En 1892 dictaba el testamento a exposición, de gran curiosidad por cuanto, a pesar de proceder los bienes de la rama marital, doña Asunción, que no tenía hijos, desheredaba al cuñado y a su sobrino, que eran los herederos legales del título,  aduciendo que “los hombres de su familia eran la causa de la ruina que asolaba al marquesado”. Por lo visto, según señala el archivo, doña Asunción, que había gestionado eficientemente los bienes familiares consiguiendo recuperar la fortuna familiar, consideraba que solo una mano femenina podía recomponer la suerte de la ilustre casa.

Sea como fuera, los que sacaron provecho fueron los familiares de sangre de doña Asunción, principales beneficiarios del testamento. Así, su hermano Tomás de Mascaró fue nombrado usufructuario de todo su dinero. Por lo tanto, la Marquesa dejó como herederos de toda su fortuna a su hermano y a sus sobrinas, lo que sin duda debió causar una profunda impresión en la Segovia de la época en una situación que parece un argumento de una novela de las hermanas Bronte.

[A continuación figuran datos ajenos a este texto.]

PR #8013, opened 2026-07-23
cli/sync: bootstrap preexisting databases from snapshots

### LINKED ISSUE #6363: Sync doens't work from a preexisting database
Setup:
- tursodb 0.5.3
- @tursodatabase/sync javascript sdk 0.5.3

System:
- macOS (aarch64) 26.3.1

# Sync bug reproduction

Reproduction repository: [https://github.com/hackder/turso-sync-bug](https://github.com/hackder/turso-sync-bug)

## Parts
- ./create_db.sh - creates a local tursodb database with one table and seeded with data
- ./start_sync_server.sh - starts a tursodb sync server
- ./seed_table.sql - sql to create the table
- ./seed_data.sql - sql to insert a few rows of data
- ./without_table_creation.ts - Connects to the sync server, pulls changes, attempts to select all rows from the table
- ./with_table_creation.ts - Connects to the sync server, pulls changes, executes ./seed_table.sql, pushes changes, attempts to select all rows from the table
- ./with_table_creation_and_seed.ts - Connects to the sync server, pulls changes, executes ./seed_table.sql and ./seed_data.sql, pushes changes, attempts to select all rows from the table

## Bug 1

Data doesn't seem to get synced when the database wasn't created through the sync server client.

**Reproduction**
```bash
# in one terminal
./create_db.sh && ./start_sync_server.sh

# in another terminal
bun run without_table_creation.ts
```

This produces this error, even though the table exists in the server database:
```
SqliteError: prepare failed: Parse error: no such table: notes
 rawCode: undefined,
    code: "GenericFailure"
```

**How to make the reproduction work**

If we create the table and fill in the same data as is on the server, the sync will work fine.
Any other client that joins later doesn't have to create the table or fill in the data anymore.

```bash
# in one terminal
./create_db.sh && ./start_sync_server.sh

# in another terminal
bun run with_table_creation_and_seed.ts

# this will also work fine now
bun run without_table_creation.ts
```

## Bug 2 - possible data corruption on client

NOTE: This might be related to or even the same bug as: #5971 , I am not sure what might be the root cause for both of these, so I'm filing a single issue for now as it uses the same / very similar reproduction. If you think this should be split up, or the reproduction be moved to #5971 I can do that.

If the client doesn't fill in the data, only creates the table, it will read 0 rows.
Any other client that attempts to join later will fail on page size being 0.

**Reproduction**
```bash
# in one terminal
./create_db.sh && ./start_sync_server.sh

# in another terminal
bun run with_table_creation.ts
# this will print an empty array (0 rows)

bun run without_table_creation.ts
# this will error
```

This is the produced error:
```
error: step failed: Corrupt database: Invalid page type: 0
 code: "GenericFailure"
```

**Notes on this bug**

1. Restarting the sync server doesn't fix the issue, any clients will still fail on the `Invalid page type: 0` error.
2. Following these steps will cause the error to change to `error: sync engine operation failed: database error: Corrupt database: invalid page size in database header: 0`
    ```bash
    # in terminal 1
    ./create_db.sh && ./start_sync_server.sh
    
    # in terminal 2
    bun run with_table_creation.ts
    
    # in terminal 1
    # - terminate the sync server
    tursodb ./server.db # just open the database and then immediately exit
    ./start_sync_server.sh

    # in terminal 2
    bun run ./with_table_creation.ts
    bun run ./without_table_creation.ts
    # This will error with `invalid page size in database header: 0`
    ```
3. Data in the original server database seems to be unaffected

webhop123:
## Description

When a page-protocol client connects without a revision, the local sync server now sends a snapshot of the database instead of only looking at WAL frames.

The snapshot is read at the selected WAL watermark, so it includes pages from both the main database file and the WAL. Page selectors are still respected for chunked and partial bootstraps, while clients with an existing revision continue to use the incremental path.

The V1 client path now carries the replace-base apply mode through to the existing safe snapshot apply logic. File-backed clients keep durable rollback backups, while in-memory clients use temporary `MemoryIO` backups so their unsynced local changes can be replayed after the remote base is applied.

I added regression tests for a checkpointed preexisting database, page selection, revision-zero incremental sync, V1 replace-base routing, and in-memory rollback.

## Motivation and context

A database created before the sync server starts may already have all of its data checkpointed into the main database file. In that case the WAL can be empty.

The server previously treated a missing client revision as frame zero and returned no pages. A fresh client could then receive an empty or zero-filled database, leading to errors such as `no such table`, `invalid page size: 0`, or `Invalid page type: 0`.

Fixes #6363.

## Testing

- `cargo test -p turso_cli --bin tursodb`
- `cargo test -p turso_sync_engine`
- `cargo clippy -p turso_sync_engine --all-targets`
- Full native `@tursodatabase/sync` JavaScript test suite
- Both paths from the reporter's reproduction with `@tursodatabase/sync@0.5.3`

## Description of AI Usage

I used Codex to help trace the bootstrap and client apply paths, draft the regression tests, and review the final diff. I reproduced the original failure and the binding CI failure before the fixes, then verified the Rust tests, native JavaScript suite, and the reporter's reproduction after applying them.


penberg:

penberg:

Un pósito de pan para Marazuela

A finales de la década de 1880, la marquesa creó un pósito de pan en el pueblo que ella más quería, Marazuela. Anualmente se realizaba un censo de pobres de solemnidad en la localidad y se repartía grano para la elaboración de pan destinado a los menos favorecidos. Este pósito o almacén de trigo garantizaba el sustento a varios vecinos y además, era un acto que encajaba muy bien con el concepto caritativo que se tenía de los Lozoya.

En su testamento, doña Asunción legaba una cantidad fija que los herederos debían respetar para que el pósito de pan siguiera en vigor. Para una mejor gestión del pósito la marquesa nombró una comisión para su administración liderada por el párroco de la localidad.

El pósito era imprescindible para Marazuela, que a finales de la década de 1920 el párroco del pueblo, el secretario del Ayuntamiento y el mismo alcalde solicitaron mantener el pósito, cuya titularidad pasó a manos del Instituto Nacional de Previsión durante la Segunda República Española, cuando todas las obras pías y, en general la beneficencia privada, fue absorbida por el Estado.

Los documentos que conforman el tesoro oculto de este mes llegaron al Archivo Histórico Provincial por dos vías diferentes. El testamento forma parte del protocolo notarial ingresado entre otras escrituras públicas del Fondo de Protocolos y los documentos de gestión del pósito de pan provenía de la Delegación Territorial de la Junta de Castilla y León cuando se transfirieron las competencias de Servicios Sociales a la Comunidad Autónoma.